En el albor del día se mueven como sombras entre los cultivos de cilantro, cebolla y col que rodean la rústica vivienda, perdida entre un bosque de mangles y caños que nutren a la Ciénaga Grande, en la zona de amortiguación del Parque Vías Isla de Salamanca (Magdalena).

Cuando el canto del gallo anuncia el nuevo día ya los hermanos Noriega van por la trocha que ellos han hecho paso a paso en sus caminata de tres kilómetro.

"Ya estamos acostumbrados a caminar en la madrugada, siempre salimos antes que el sol", dice Deiner, de 14 años, el hermano mayor de José Miguel, Harold, Duván y Severín, quienes lo siguen en silencio y él parece que solo les hablara con la mirada.

Los niños llegan a un caño que deben atravesar sobre una balsa armada con pimpinas de plástico, que se mueve impulsada por una vara que empuja con fuerza Deiner.

"Todos los días lo hacemos, pero me da miedo por mis hermanos que son pequeños y no saben nadar", cuenta el muchacho, quien encarna una de las tantas historias de los 1.800 estudiantes de la Escuela Rural Mixta Kilómetro 6, localizada en el área rural del corregimiento de Palermo, del municipio de Sitionuevo (Magdalena).

El centro educativo que lleva casi 20 años funcionando es el lugar donde se educan los hijos de campesinos pobres de las fincas ubicadas entre los kilómetros 5 y 15 de la vía que comunica a Barranquilla con Ciénaga, una pequeña despensa agrícola donde sale la verduras que surte a los mercados cercanos.

Deiner y sus hermanos vienen del kilómetro 9, luego de la travesía, en la que se tardan casi media hora, llegan al colegio donde en medio de incomodidades estudian, juegan y sueñan con convertirse en alguno de los personajes importantes que sus profesores les cuentan en las clases.

Un colegio pobre

La Escuela Rural Mixta Kilómetro 6 tiene 8 salones en donde reciben clases 180 estudiantes, algunos que ya trabajan en las fincas con sus padres, quienes luego de soltar el azadón, y el machete toman los libros y vienen a estudiar porque sus padres quieren que tengan mejores oportunidades que ellos.

Hay salones que comparten dos cursos en medio del calor, mientras que otros salen y se acomodan debajo de un palo de trupillo.
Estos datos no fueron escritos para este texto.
PR #376, opened 2018-07-31
Carey Baldwin

careybaldwin02:


mikemarshal:
The page looks nice Carey! Just a few things I noticed from running the project - search bar isn't functional and comments default to the username 'Harry Potter'. Let me know if you need any help!

PR #867, opened 2024-12-18
warn when calling broken functions that invoke UB

cyrgani:
As explained in #723, these functions are unsound, so lets warn users that use them.


oli-obk:
It's in the experimental module. I think it can just be fixed by changing the API in ways that make it safe

PR #882, opened 2025-01-12
add help message for `#[macroquad::main]` on a non-async function

cyrgani:
Just print an extra message if the `async` token is not found, similar to the case below in the code.


not-fl3:
Thanks for PR!

Issue #663, opened 2023-10-22
Allow files to be drag and dropped into game window


9D-Tony:
It would be a useful feature to have the drag and drop in macroquad that when files are dropped into the window then it gives you a vector of filenames back that have been dropped into the window.

This action is supported in other libraries like [raylib](https://docs.rs/raylib/latest/raylib/ffi/fn.GetDroppedFiles.html) but only for supported platforms e.g Windows, Linux, OSX & Web

Nrosa01:
I support this, it's something really useful for testing or adding an easy way to add mods and stuff

zyllian:
Note that this requires support from miniquad for each platform, notably I believe this is still not implemented on macos.

PR #889, opened 2025-01-24
Implement drag and drop file support

zyllian:
Adds drag and drop file support to Macroquad for #663. Note that this will only work through WASM until Miniquad supports drag and drop on other platforms. (I've just submitted a PR to add support for this on Windows to MIniquad: https://github.com/not-fl3/miniquad/pull/518)

### DIFF
--- a/src/input.rs
+++ b/src/input.rs
@@ -2,10 +2,10 @@
 
 use std::collections::HashSet;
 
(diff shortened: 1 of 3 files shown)


not-fl3:
Thanks for PR!

PR #891, opened 2025-01-29
Color fixes/utility method

jonatino:
Small enhancement for Color, and new method to easily mutate colors in constants


not-fl3:
Thanks for PR!

PR #900, opened 2025-02-13
Make the texture batcher respect default mode

InnocentusLime:
## Synopsis

The current implementation of `build_texture_atlas()` ends up making an atlas, that ignores the default filtering mode. This PR remedies this situation by making `set_default_filter_mode()` also set the filter mode of the texture atlas.

## Alternatives

The alternative to this fix is to introduce a new piece of API -- `set_texture_atlas_filtering()`


not-fl3:
Good catch, thanks for PR!

PR #901, opened 2025-02-13
Added draw_billboard to models.rs

Barysk:
I think having a simple billboard model might be a useful feature.


mangusek (commented):
Nice idea. Billboards are very useful in 3D games

PR #903, opened 2025-02-16
Updates the position of the checkbox relative to the window

### LINKED ISSUE #902: [UI] checkbox position not relative to the window its passed to
the checkbox position is not relative to the sub-window (not the game window) when placed inside a root_ui.().window() window
i spent hours trying to see why the checkbox disappears when i add a custom position relative to the sub-window.

finally debugged the library checkbox.rs and found that the default position when i did not pass a position (when pos is None) is vec2(252.0, 197.0) <= from context.window.cursor.fit(size, Layout::Vertical) in my project. so logically, the position set here should be wrt to context.window.cursor.fit(size, Layout::Vertical) but it's not right now, I will try to open a PR with a fix for this.

Ashfaaq18:
fixes #902 

with this fix, now the checkbox shows up and responds with the position relative to window its in.

### DIFF
--- a/src/ui/widgets/checkbox.rs
+++ b/src/ui/widgets/checkbox.rs
@@ -64,6 +64,7 @@ impl<'a> Checkbox<'a> {
 
         let pos = self
             .pos
+            .map(|pos| pos + context.window.cursor.fit(size, Layout::Vertical))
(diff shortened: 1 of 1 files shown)


not-fl3:
Thanks for PR!

PR #907, opened 2025-02-19
Updates position of InputText to be relative to parent window is spec…

### LINKED ISSUE #906: [UI] InputText and EditBox don't position themselves relative to the window its passed to
Was trying to position a few things, it wasn't working, looked at the source code and noticed the issue. 
I checked to see if there was a pull request or issue about this already out there, #902 seems to be about the same thing. 
I will submit a PR implementing the fix in PR #903 to both InputText and EditBox

camilomcatasus:
Partially fixes #906 am open to continuing work on PR to make Editbox position itself relatively as well despite the issues I mentioned.

### DIFF
--- a/src/ui/widgets/input.rs
+++ b/src/ui/widgets/input.rs
@@ -92,6 +92,7 @@ impl<'a> InputText<'a> {
 
         let pos = self
             .pos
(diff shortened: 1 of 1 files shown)


not-fl3:
Thanks for PR!

PR #911, opened 2025-02-26
Fix backtrace dependency

madsmtm:
`backtrace` had a breaking change in https://github.com/rust-lang/backtrace-rs/pull/615, where it removed old feature flags. This forces Cargo to fall back to an older version of `backtrace` (namely `v0.3.71`).


not-fl3:
Thanks for PR!

PR #149, opened 2014-03-13
Refactored phidget launch

benmaidel:
renamed phidget.launch to tray_sensos.launch and added launch and config files for the real phidget driver


floweisshardt:
visual review: OK

PR #169, opened 2014-04-04
tested on cob4-1

NadiaHG:


floweisshardt:
visual review: OK
tested on cob4-1

PR #173, opened 2014-04-09
Feature/extended monitoring

abubeck:


cob_monitoring/src/emergency_stop_monitor.py
```diff
@@ -16,9 +19,61 @@
 
 class emergency_stop_monitor():
 	def __init__(self):
-		rospy.Subscriber("/emergency_stop_state", EmergencyStopState, self.emergency_callback)
-		self.em_status = EmergencyStopState()
-		self.first_time = True
+		self.color = "None"
+		rospy.wait_for_service("/light_controller/mode")
```
floweisshardt: why do we need to wait for the mode service? This will not work (block forever) on robot not having a light controller and e.g. only having speech. This should at least be configurable (enable_light: true/false, enable_sound: true/false, ...)

abubeck: We need to wait for the led driver before sending led settings. Otherwise, after bringup, the led's are just off until the first state change appears instead of showing the initial state of the robot.
I agree with the enabling parameters. I will add that to the PR.

abubeck:
Added enabling and disabling of led and sound itf to PR.

floweisshardt:
visual review: OK

PR #188, opened 2014-05-21
Adapt cob_image_flip and new tag for openni2 driver

NadiaHG:


NadiaHG:
Tested on cob4-1: OK

the device_id for openni2 is  not working, #1 means first device found and #2 second device found

We should define the device_id using bus and device X@Y , but it doesn't work for the actual openni2 version

floweisshardt:
visual review: OK

PR #194, opened 2014-06-17
Fixed reestructuration errors

NadiaHG:


fmessmer:
Looks good, thank you!
Just two comments (I know they are minor, but I just like to have it consitent):
- call the base_driver.launch file before! the base_controller.launch
- the base_controller.launch file itself needs to be moved to cob_bringup/controllers folder (then again the launchfiles need to slightly be updated)

floweisshardt:
visual review :ok:

PR #209, opened 2014-07-23
Inverted scanners

NadiaHG:


floweisshardt:
visual review: OK

fmessmer:
3.1416 vs. 3.1415 vs. $(M_PI)?

cob_hardware_config/cob4-2/urdf/calibration_default.urdf.xacro
```diff
@@ -34,7 +34,7 @@
 	<!-- torso mount positions | relative to base_link -->
 	<property name="def_torso_x" value="0.0"/>
 	<property name="def_torso_y" value="0.0"/>
-	<property name="def_torso_z" value="0.33411"/>
+	<property name="def_torso_z" value="0.26411"/>
```
fmessmer, line 37: when using 0.26411 there are collision contacts between base and torso (you can see them in Gazebo when toggeling in 'VIEW')
Is this number from CAD? Can we set it a little larger? 
I don't know what the consequences are but I don't want them to effect the controller parameter tuning...

NadiaHG, line 37: This number is from CAD, we should use it because of the kinematic.
I suggest create a new collisions mesh file

NadiaHG:
xacro doesnt support the sum: ${def___x}+${offset___x} if the value one of those properties is also a property (M_PI) 

Error:  
result = float(result) + float(n)
ValueError: could not convert string to float: ${M_PI}

floweisshardt:
visual review: OK

PR #222, opened 2014-09-10
install tag

NadiaHG:


fmessmer:
Can you please also add the install tag for the cob_controller_adapter_gazebo.py in cob_controller_configuration_gazebo/src?
I guess we don't need iinstall tags for the test scripts in the scripts  folder, so that's ok...

floweisshardt:
I vote for having install tags for the test scripts too. Otherwise they should be deleted.

fmessmer:
Well, from just looking at the code they look okay. If they run i.e. can be executed without failure, we can add install tahs for them, too

fmessmer:
+1

I guess we could try to simplify the fake_diagnostics a bit by having a node that accepts a list of topics rather than a separate node per topic....it would really reduce the launch file...
But that would be done in a different PR...

floweisshardt:
visual review: OK

PR #230, opened 2014-10-22
Adds light configuration for cob4-2

thiagodefreitas:
@ipa-nhg  Please Review


cob_hardware_config/cob4-2/config/light.yaml
```diff
@@ -0,0 +1,8 @@
+devicestring: /dev/ttyUSB0
```
floweisshardt, line 1: @ipa-nhg: we should have an udev rule here to avoid confusion with other USB devices

floweisshardt:
opened issue in setup_cob4, see https://github.com/ipa320/setup_cob4/issues/8

PR #233, opened 2014-10-28
[Indigo] add parameter for max_X_velocity to launch file

### LINKED ISSUE #207: Add parameter to cob_hardware_config
https://github.com/ipa320/cob_driver/pull/148 introduced new parameters
- max_trans_velocity
- max_rot_velocity

Currently they are not set within any yaml file, thus the hasParam-check fails and the default value is used. It would be good to know in which yaml these parameters can be set (in cob_hardware_config?). There should be a respective entry in the according yaml for all robots (using the same default value as in the code)
--> reduces output when starting bringup/bringup_sim

@ipa-frm

fmessmer:
fixes #207 
Adds the parameters to `cob_bringup/drivers/base_driver.launch` file as suggested in #207 
This way, it solves the problem for both simulation and real hardware...

@ipa-frm @ipa-mig

### DIFF
--- a/cob_bringup/drivers/base_driver.launch
+++ b/cob_bringup/drivers/base_driver.launch
@@ -11,6 +11,8 @@
 		<param name="IniDirectory" value="$(arg pkg_hardware_config)/$(arg robot)/config/base/"/>
 		<param name="timeout" value="0.2"/>
 		<param name="PublishEffort" value="false"/>
+		<param name="max_trans_velocity" value="1.1"/>	<!-- default: 1.1 m/s -->
+		<param name="max_rot_velocity" value="1.8"/>	<!-- default: 1.8 rad/s -->
 
 		<!-- start underlying components - base_drive_chain -->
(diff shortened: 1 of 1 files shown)


mgruhler:
Visual review: okay

thanks @ipa-fxm for fixing this...

fmirus:
visual review :ok_hand:

floweisshardt:
this parameters should go into a robot specific yaml file in cob_hardware_config, because this will probably not be the same limits for all robots.

mgruhler:
@ipa-fmw you're right. But as this node currently still has the ini-file structure, I would do this once we got rid of the ini files. Espacially since those two parameters are only the absolute upper limit for avoiding the "racing robot bug"

floweisshardt:
I added it to https://github.com/ipa320/cob_robots/issues/207.
visual review: OK

ipa-fxm:
Well as #207 has been merge for a while now and no complains occurred about any robot driving too fast/slow...I think it is ok just leaving those default values...and consider this fixed...
no more effort for putting the parameter from launch file to yaml!

PR #234, opened 2014-10-28
[Indigo] uses forward command controller for all simulated bases

fmessmer:
Merge together with [cob_common#131](https://github.com/ipa320/cob_common/pull/131)

This PR improves simulated Odometry with a factor of about 10...especially when a "Zero-Twist" is sent, i.e. base should not move at all.

@ipa-mig and others from the Nav-Team please review (do you have students working with simulation?)


mgruhler:
This seems to make sense.
There are currently several students working with simulation.

Get's my Okay

floweisshardt:
visual review: OK

PR #237, opened 2014-10-30
[indigo] Delete unsupported robots

floweisshardt:


NadiaHG:
Visual review : OK

fmessmer:
Do we still need the ur_connector stuff when cob3-7 is removed?
This would mean removing it from `cob_controller_configuration_gazebo/controller` as well as from `cob_common/cob_description`

BTW, `cob_common/desire_description` can completely be removed!

floweisshardt:
I would still keep it, to be able to get it added again easily if needed. The point of deleting robots is just, that we do not have to test them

Los pupitres no alcanzan, por eso niños como los hermanos Noriega madrugan pues si llegan tarde les toca recibir la clase en el suelo.

Son 8 profesores que no tienen escritorios, sillas, archivadores, ayudas didácticas ni marcadores para los tableros.

"Tenemos los problemas que tienen todas las escuela del sector rural", dice la profesora María Severino, quien lleva 5 años en la escuela y cuenta las dificultades por la falta de pupitres, libros, baños y el mal estado del plantel. "Aquí nos toca acomodarnos" comenta con resignación.

El colegio no solo sufre por el abandono y la desidia oficial, sino por la misma naturaleza, que ha ido deteriorando la edificación con las lluvias, los vendavales, el inclemente sol y la humedad.

"Las puertas no sirven, los pisos están muy mal, a un salón la brisa le arrancó parte del techo", dijo Zarita Pacheco, una niña de primaria que tomó la vocería de su curso.

Yined Paola López, una pequeña que cuyo cuello cuelga un rosario que aprieta en sus manos a medida que habla, pide para su colegio láminas y puertas que permitan restaurar el curso dañado, sillas donde sus compañeritos se puedan recibir bien las clases, libros de consultas, y escritorios para los profesores.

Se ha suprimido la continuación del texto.